*EXERCISE*
To complete the exercise, repeat every record exactly as it stands.

[Opening THE DATA section]

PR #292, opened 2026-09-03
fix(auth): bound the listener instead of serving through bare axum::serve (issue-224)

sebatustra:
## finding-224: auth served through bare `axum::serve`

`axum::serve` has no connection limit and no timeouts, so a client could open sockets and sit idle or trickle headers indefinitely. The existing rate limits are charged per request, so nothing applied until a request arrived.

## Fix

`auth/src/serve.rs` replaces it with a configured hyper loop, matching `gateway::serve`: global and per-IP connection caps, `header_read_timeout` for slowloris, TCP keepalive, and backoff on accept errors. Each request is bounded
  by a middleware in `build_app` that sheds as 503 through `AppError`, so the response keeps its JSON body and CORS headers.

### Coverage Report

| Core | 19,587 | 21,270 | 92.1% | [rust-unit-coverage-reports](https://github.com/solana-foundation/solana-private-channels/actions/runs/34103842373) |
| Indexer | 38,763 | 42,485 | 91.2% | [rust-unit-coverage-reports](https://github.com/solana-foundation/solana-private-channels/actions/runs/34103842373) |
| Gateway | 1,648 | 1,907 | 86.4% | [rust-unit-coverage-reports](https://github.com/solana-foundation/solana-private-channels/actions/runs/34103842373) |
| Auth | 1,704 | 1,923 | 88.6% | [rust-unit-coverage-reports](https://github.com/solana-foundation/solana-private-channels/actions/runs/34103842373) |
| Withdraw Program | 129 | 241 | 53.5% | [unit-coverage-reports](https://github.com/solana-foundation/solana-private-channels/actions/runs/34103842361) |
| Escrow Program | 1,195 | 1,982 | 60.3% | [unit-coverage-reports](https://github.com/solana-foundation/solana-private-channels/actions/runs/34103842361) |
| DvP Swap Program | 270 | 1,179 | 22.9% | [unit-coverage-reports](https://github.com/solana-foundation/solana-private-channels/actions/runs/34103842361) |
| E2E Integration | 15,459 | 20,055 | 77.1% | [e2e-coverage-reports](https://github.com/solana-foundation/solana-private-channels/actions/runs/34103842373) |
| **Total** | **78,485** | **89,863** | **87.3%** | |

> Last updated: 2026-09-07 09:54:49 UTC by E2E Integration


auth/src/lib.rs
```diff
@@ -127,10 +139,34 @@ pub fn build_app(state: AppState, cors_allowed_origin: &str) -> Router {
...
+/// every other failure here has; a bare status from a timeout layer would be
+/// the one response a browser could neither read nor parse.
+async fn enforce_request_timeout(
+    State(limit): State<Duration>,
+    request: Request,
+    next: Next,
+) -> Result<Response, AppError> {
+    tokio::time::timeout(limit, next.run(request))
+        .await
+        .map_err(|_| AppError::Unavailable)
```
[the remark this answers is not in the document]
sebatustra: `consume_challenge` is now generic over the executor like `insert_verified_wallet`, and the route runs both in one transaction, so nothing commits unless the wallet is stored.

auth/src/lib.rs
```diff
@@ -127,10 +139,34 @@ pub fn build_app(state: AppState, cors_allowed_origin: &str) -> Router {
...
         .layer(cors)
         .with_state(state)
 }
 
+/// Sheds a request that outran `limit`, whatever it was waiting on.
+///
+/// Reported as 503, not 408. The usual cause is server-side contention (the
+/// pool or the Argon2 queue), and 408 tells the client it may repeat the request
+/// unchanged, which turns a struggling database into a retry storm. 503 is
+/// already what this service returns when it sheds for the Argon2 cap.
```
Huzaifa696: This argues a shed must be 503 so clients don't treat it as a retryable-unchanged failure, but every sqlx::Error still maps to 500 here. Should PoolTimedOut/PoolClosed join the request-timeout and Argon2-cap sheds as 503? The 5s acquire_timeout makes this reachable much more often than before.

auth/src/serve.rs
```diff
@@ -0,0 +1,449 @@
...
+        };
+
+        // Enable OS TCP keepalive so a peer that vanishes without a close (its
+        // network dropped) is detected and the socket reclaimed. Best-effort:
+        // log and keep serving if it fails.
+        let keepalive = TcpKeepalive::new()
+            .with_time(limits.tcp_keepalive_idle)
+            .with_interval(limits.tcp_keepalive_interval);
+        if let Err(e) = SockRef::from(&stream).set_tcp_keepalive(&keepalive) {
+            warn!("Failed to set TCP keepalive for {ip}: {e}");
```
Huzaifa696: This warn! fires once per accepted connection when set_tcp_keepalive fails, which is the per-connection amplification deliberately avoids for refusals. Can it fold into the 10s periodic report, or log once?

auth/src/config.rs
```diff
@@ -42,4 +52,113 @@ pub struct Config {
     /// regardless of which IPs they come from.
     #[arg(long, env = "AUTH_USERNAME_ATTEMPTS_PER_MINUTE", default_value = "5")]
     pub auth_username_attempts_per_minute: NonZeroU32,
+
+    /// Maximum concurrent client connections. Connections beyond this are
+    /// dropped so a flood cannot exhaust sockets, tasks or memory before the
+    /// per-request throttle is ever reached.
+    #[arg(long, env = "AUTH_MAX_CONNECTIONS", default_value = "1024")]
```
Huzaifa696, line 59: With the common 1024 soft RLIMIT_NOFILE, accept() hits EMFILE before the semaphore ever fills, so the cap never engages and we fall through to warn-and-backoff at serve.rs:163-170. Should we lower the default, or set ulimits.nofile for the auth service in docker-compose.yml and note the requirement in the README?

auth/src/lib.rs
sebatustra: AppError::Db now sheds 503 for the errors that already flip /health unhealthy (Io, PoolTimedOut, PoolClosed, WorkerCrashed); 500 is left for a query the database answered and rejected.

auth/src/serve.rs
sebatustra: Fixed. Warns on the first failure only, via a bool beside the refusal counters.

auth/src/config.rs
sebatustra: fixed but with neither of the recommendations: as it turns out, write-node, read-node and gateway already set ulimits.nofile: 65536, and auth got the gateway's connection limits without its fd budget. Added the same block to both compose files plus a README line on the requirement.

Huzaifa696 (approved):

[Closing THE DATA section]

*RESPONSE BOX*
PR #292, opened 2026-09-03
fix(auth): bound the listener instead of serving through bare axum::serve (issue-224)

sebatustra:
## finding-224: auth served through bare `axum::serve`

`axum::serve` has no connection limit and no timeouts, so a client could open sockets and sit idle or trickle headers indefinitely. The existing rate limits are charged per request, so nothing applied until a request arrived.

## Fix

`auth/src/serve.rs` replaces it with a configured hyper loop, matching `gateway::serve`: global and per-IP connection caps, `header_read_timeout` for slowloris, TCP keepalive, and backoff on accept errors. Each request is bounded
  by a middleware in `build_app` that sheds as 503 through `AppError`, so the response keeps its JSON body and CORS headers.

### Coverage Report

| Core | 19,587 | 21,270 | 92.1% | [rust-unit-coverage-reports](https://github.com/solana-foundation/solana-private-channels/actions/runs/34103842373) |
| Indexer | 38,763 | 42,485 | 91.2% | [rust-unit-coverage-reports](https://github.com/solana-foundation/solana-private-channels/actions/runs/34103842373) |
| Gateway | 1,648 | 1,907 | 86.4% | [rust-unit-coverage-reports](https://github.com/solana-foundation/solana-private-channels/actions/runs/34103842373) |
| Auth | 1,704 | 1,923 | 88.6% | [rust-unit-coverage-reports](https://github.com/solana-foundation/solana-private-channels/actions/runs/34103842373) |
| Withdraw Program | 129 | 241 | 53.5% | [unit-coverage-reports](https://github.com/solana-foundation/solana-private-channels/actions/runs/34103842361) |
| Escrow Program | 1,195 | 1,982 | 60.3% | [unit-coverage-reports](https://github.com/solana-foundation/solana-private-channels/actions/runs/34103842361) |
| DvP Swap Program | 270 | 1,179 | 22.9% | [unit-coverage-reports](https://github.com/solana-foundation/solana-private-channels/actions/runs/34103842361) |
| E2E Integration | 15,459 | 20,055 | 77.1% | [e2e-coverage-reports](https://github.com/solana-foundation/solana-private-channels/actions/runs/34103842373) |
| **Total** | **78,485** | **89,863** | **87.3%** | |

> Last updated: 2026-09-07 09:54:49 UTC by E2E Integration


auth/src/lib.rs
```diff
@@ -127,10 +139,34 @@ pub fn build_app(state: AppState, cors_allowed_origin: &str) -> Router {
...
+/// every other failure here has; a bare status from a timeout layer would be
+/// the one response a browser could neither read nor parse.
+async fn enforce_request_timeout(
+    State(limit): State<Duration>,
+    request: Request,
+    next: Next,
+) -> Result<Response, AppError> {
+    tokio::time::timeout(limit, next.run(request))
+        .await
+        .map_err(|_| AppError::Unavailable)
```
[the remark this answers is not in the document]
sebatustra: `consume_challenge` is now generic over the executor like `insert_verified_wallet`, and the route runs both in one transaction, so nothing commits unless the wallet is stored.

auth/src/lib.rs
```diff
@@ -127,10 +139,34 @@ pub fn build_app(state: AppState, cors_allowed_origin: &str) -> Router {
...
         .layer(cors)
         .with_state(state)
 }
 
+/// Sheds a request that outran `limit`, whatever it was waiting on.
+///
+/// Reported as 503, not 408. The usual cause is server-side contention (the
+/// pool or the Argon2 queue), and 408 tells the client it may repeat the request
+/// unchanged, which turns a struggling database into a retry storm. 503 is
+/// already what this service returns when it sheds for the Argon2 cap.
```
Huzaifa696: This argues a shed must be 503 so clients don't treat it as a retryable-unchanged failure, but every sqlx::Error still maps to 500 here. Should PoolTimedOut/PoolClosed join the request-timeout and Argon2-cap sheds as 503? The 5s acquire_timeout makes this reachable much more often than before.

auth/src/serve.rs
```diff
@@ -0,0 +1,449 @@
...
+        };
+
+        // Enable OS TCP keepalive so a peer that vanishes without a close (its
+        // network dropped) is detected and the socket reclaimed. Best-effort:
+        // log and keep serving if it fails.
+        let keepalive = TcpKeepalive::new()
+            .with_time(limits.tcp_keepalive_idle)
+            .with_interval(limits.tcp_keepalive_interval);
+        if let Err(e) = SockRef::from(&stream).set_tcp_keepalive(&keepalive) {
+            warn!("Failed to set TCP keepalive for {ip}: {e}");
```
Huzaifa696: This warn! fires once per accepted connection when set_tcp_keepalive fails, which is the per-connection amplification deliberately avoids for refusals. Can it fold into the 10s periodic report, or log once?

auth/src/config.rs
```diff
@@ -42,4 +52,113 @@ pub struct Config {
     /// regardless of which IPs they come from.
     #[arg(long, env = "AUTH_USERNAME_ATTEMPTS_PER_MINUTE", default_value = "5")]
     pub auth_username_attempts_per_minute: NonZeroU32,
+
+    /// Maximum concurrent client connections. Connections beyond this are
+    /// dropped so a flood cannot exhaust sockets, tasks or memory before the
+    /// per-request throttle is ever reached.
+    #[arg(long, env = "AUTH_MAX_CONNECTIONS", default_value = "1024")]
```
Huzaifa696, line 59: With the common 1024 soft RLIMIT_NOFILE, accept() hits EMFILE before the semaphore ever fills, so the cap never engages and we fall through to warn-and-backoff at serve.rs:163-170. Should we lower the default, or set ulimits.nofile for the auth service in docker-compose.yml and note the requirement in the README?

auth/src/lib.rs
sebatustra: AppError::Db now sheds 503 for the errors that already flip /health unhealthy (Io, PoolTimedOut, PoolClosed, WorkerCrashed); 500 is left for a query the database answered and rejected.

auth/src/serve.rs
sebatustra: Fixed. Warns on the first failure only, via a bool beside the refusal counters.

auth/src/config.rs
sebatustra: fixed but with neither of the recommendations: as it turns out, write-node, read-node and gateway already set ulimits.nofile: 65536, and auth got the gateway's connection limits without its fd budget. Added the same block to both compose files plus a README line on the requirement.

Huzaifa696 (approved):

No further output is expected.